Essa associação de gatos e mulheres faz parte de uma interação mais ampla entre humanos e animais, como disse a professora Fiona Probyn-Rapsey, acadêmica da Universidade de Wollongong, que aborda os Estudos Animais de uma perspectiva pós-colonial feminista. “As ideias que temos sobre animais alimentam ideias sobre gênero”, diz ela. “Nós rotineiramente usamos tropos de animais para falar sobre gênero e policiar comportamentos de gênero (“cadela”, “garanhão”, “garanhão”, “puma”), bem como [raça e] racismo, que está sempre fazendo uso de tropos animais para desumanizar e negar a humanidade dos outros.”

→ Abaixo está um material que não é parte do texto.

PR #4284, opened 2025-12-08
feat(gatewayapi): expose owning gateway info to l7-log-collector

electricjesus:
Adds OWNING_GATEWAY_NAME and OWNING_GATEWAY_NAMESPACE environment variables to the l7-log-collector container. These are populated via the Kubernetes downward API from pod labels set by EnvoyProxy:
- gateway.envoyproxy.io/owning-gateway-name
- gateway.envoyproxy.io/owning-gateway-namespace

This allows the collector to know which Gateway it is processing logs for

## Release Note

```release-note
TBD
```

## For PR author

- [ ] Tests for change.

## For PR reviewers

- [ ] Appropriate labels:

### DIFF
--- a/pkg/crds/enterprise/crd.projectcalico.org_felixconfigurations.yaml
+++ b/pkg/crds/enterprise/crd.projectcalico.org_felixconfigurations.yaml
@@ -326,12 +326,6 @@ spec:
                     if it detects the current value is 2 (strict mode that hurts performance). When set to "Strict",
                     Felix will not modify the JIT hardening setting. [Default: Auto]
                   type: string
-                bpfKubeProxyEndpointSlicesEnabled:
-                  description: |-
-                    BPFKubeProxyEndpointSlicesEnabled is deprecated and has no effect. BPF
-                    kube-proxy always accepts endpoint slices. This option will be removed in
-                    the next release.
-                  type: boolean
                 bpfKubeProxyHealthzPort:
                   description: |-
                     BPFKubeProxyHealthzPort, in BPF mode, controls the port that Felix's embedded kube-proxy health check server binds to.


pkg/render/gatewayapi/gateway_api.go
```diff
@@ -111,6 +111,26 @@ var (
...
+			FieldRef: &corev1.ObjectFieldSelector{
+				FieldPath: "metadata.labels['gateway.envoyproxy.io/owning-gateway-name']",
+			},
+		},
+	}
+	OwningGatewayNamespaceEnvVar = corev1.EnvVar{
+		Name: "OWNING_GATEWAY_NAMESPACE",
+		ValueFrom: &corev1.EnvVarSource{
+			FieldRef: &corev1.ObjectFieldSelector{
+				FieldPath: "metadata.labels['gateway.envoyproxy.io/owning-gateway-namespace']",
```
LorcanMcVeigh, line 130: @electricjesus have you tested this and seen this working correctly? 
I was going to try do something like this for the WAF policy work but saw that only `metadata.name` and `metadata.namespace` were supported, not `metadata.labels` 
doc : https://kubernetes.io/docs/concepts/overview/working-with-objects/field-selectors/

tmjd: Could a test be added to `test/gatewayapi_test.go` for this?

electricjesus: @LorcanMcVeigh  I'm not certain why field selectors is relevant. But metadata.labels is documented in the DownwardAPI documentation: https://kubernetes.io/docs/concepts/workloads/pods/downward-api/#downwardapi-fieldRef

Yes i've a working, functional test collector because of it.. I'll look into testing this API in this repo itself

LorcanMcVeigh: oh okay. Whenever i looked into it before I never came across the downward api. I only ever got suggested the field selectors.

test/gatewayapi_test.go
```diff
@@ -314,6 +314,101 @@ var _ = Describe("GatewayAPI tests", func() {
...
+					break
+				}
+			}
+			if l7LogCollector == nil {
+				return errors.New("l7-log-collector init container not found")
+			}
+
+			// Verify owning gateway env vars are present
+			var foundName, foundNamespace bool
+			for _, env := range l7LogCollector.Env {
```
tmjd, line 380: We're basically checking the same thing as we are in the render UT. Is there something we can check that shows OWNING_GATEWAY_NAME has the value expected and is being used? I guess another option would be like an exec in the pod and dump the env vars to see that it is the expected value.

tmjd: It is ok to keep for now since in the future when the image logs the env vars at the start we can check the value is as expected.

electricjesus: I've no image that I can use to exec into the pods unless we swap the collector image here with something that we could exec into.. is that acceptable? in the final gateway collector image binary it should be able to spit out the env vars at the start of runtime

*resolved in slack*: we'll keep it this way because it might be too involved to swap images just to dump env vars 

I'll keep this test here

PR #4298, opened 2025-12-10
fix(istio): add NativeNftables field to GlobalConfig

electricjesus:
## Description

set to true by default because we currently don't have iptables-legacy

## Release Note

```release-note
TBD
```

## For PR author

- [ ] Tests for change.

## For PR reviewers

- [ ] Appropriate labels:

### DIFF
--- a/pkg/render/istio/istio.go
+++ b/pkg/render/istio/istio.go
@@ -29,6 +29,7 @@ import (
 	operatorv1 "github.com/tigera/operator/api/v1"
 	"github.com/tigera/operator/pkg/common"
 	"github.com/tigera/operator/pkg/components"
+	"github.com/tigera/operator/pkg/ptr"
 	"github.com/tigera/operator/pkg/render"
 	rcomp "github.com/tigera/operator/pkg/render/common/components"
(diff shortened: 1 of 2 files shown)


pkg/render/istio/istio.go
```diff
@@ -109,6 +110,7 @@ func Istio(cfg *Configuration) (*IstioComponentCRDs, *IstioComponent, error) {
 		IstioCNIOpts: IstioCNIOpts{
 			Global: &GlobalConfig{
 				IstioNamespace: IstioNamespace,
+				NativeNftables: ptr.BoolToPtr(true),
```
caseydavenport, line 113: Just to I understand, this configuration only applies to the rules programmed within the application pod (to send traffic to ztunnel) and not host rules, right? 

If so I think it's OK to set this to true unconditionally, otherwise we'll at least need to verify compatibility with the mode Felix is using.

electricjesus: sorry i should've opened this as Draft, used as a discussion item for something @hjiawei and I are looking at right now


but yes this is the rules in the application pod only so it's quite safe

electricjesus:
@caseydavenport update: looks like we don't need this anymore, will close

PR #4306, opened 2025-12-16
Fix Annotation Removal when PatchinFelixConfiguration

radixo:
It was found a problem removing some annotations from felixconfig.

This code does not fix it for Istio controller, that was using `utils.PatchFelixConfiguration`, but fixes the function and introduces the func `utils.RestoreV3Metadata` for when to restor v3 metadata is necessary.

The removal was not happening because v1 FelixConfigurations sotores v3 metadata in annotations, so it was created a controller util function to restore v3 metadata before patching.

The annotations that needed to be removed were:
* `operator.tigera.io/istioAmbientMode`
* `operator.tigera.io/istioDSCPMark`

Both used by the operator to check if it's consistent with the operator resources. They are included when Istio is deployed and removed when Istio resource is removed.

## Release Note

```release-note-not-required
Fix Annotation Removal when patching FelixConfiguration
```

## For PR author

- [ ] Tests for change.

## For PR reviewers

- [ ] Appropriate labels:

### DIFF
--- a/pkg/crds/calico/crd.projectcalico.org_felixconfigurations.yaml
+++ b/pkg/crds/calico/crd.projectcalico.org_felixconfigurations.yaml
@@ -893,9 +893,14 @@ spec:
                     none to disable file logging. [Default: /var/log/calico/felix.log]"
                   type: string
                 logPrefix:
-                  description:
-                    "LogPrefix is the log prefix that Felix uses when rendering
-                    LOG rules. [Default: calico-packet]"
+                  description: |-
+                    LogPrefix is the log prefix that Felix uses when rendering LOG rules. It is possible to use the following specifiers
+                    to include extra information in the log prefix.
+                    - %t: Tier name.
+                    - %k: Kind (short names).
+                    - %n: Policy or profile name.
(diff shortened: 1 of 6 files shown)


pkg/controller/utils/utils.go
```diff
@@ -1119,6 +1120,22 @@ func AllPodsTerminated(ctx context.Context, c client.Client, obj client.Object)
...
+		v3meta := metav1.ObjectMeta{}
+		err := json.Unmarshal([]byte(v3metaJSON), &v3meta)
+		if err != nil {
+			return err
+		}
+
+		// Restore the v3 metadata we care about.
+		obj.SetLabels(v3meta.Labels)
+		obj.SetAnnotations(v3meta.Annotations)
+		log.V(1).Info("Restored v3 resource metadata", "labels", v3meta.Labels, "annotations", v3meta.Annotations)
```
tmjd, line 1134: How often is going to be logged? Do we need it logged at all? I'd probably suggest this should go to Debug level.

radixo: I believed 1 was Debug, no? I didn't get the log on my tests now, that is the default log level.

‘Mulheres-gato’ na cultura popular
Enquanto as mulheres solteiras já foram apelidadas de solteironas e solteironas, criticadas por drenar as finanças dos parentes, as mulheres solteiras que possuíam gatos eram consideradas duplamente condenadas. Na era vitoriana, esse vínculo havia entrado no meio cultural. Em 1880, The Dundee Courier declarou: “a solteirona não seria típica de sua classe sem o gato” e que “um não pode existir sem o outro”.
Esse tropo de mulher solteira e gato persistiu até o século 20, talvez atingindo seu apogeu na cultura pop em 1976, com o lançamento do documentário Gray Gardens. Seus temas eram Edith Bouvier Beale “Little Edie” e sua mãe Edith Ewing Bouvier Beale “Big Edie” – ambos parentes de Jacqueline Kennedy Onassis, e Gray Gardens era o nome da casa de 14 quartos em East Hampton, NY, que eles ocupavam juntos. Invadido por dezenas de gatos, latas de comida e lixo cobriam o chão da casa, seus terrenos infestados de vegetação crescida. O documentário foi, de certa forma, um conto preventivo do que acontece com uma mulher quando ela está sem um homem: Big Edie se divorciou e Little Edie nunca se casou.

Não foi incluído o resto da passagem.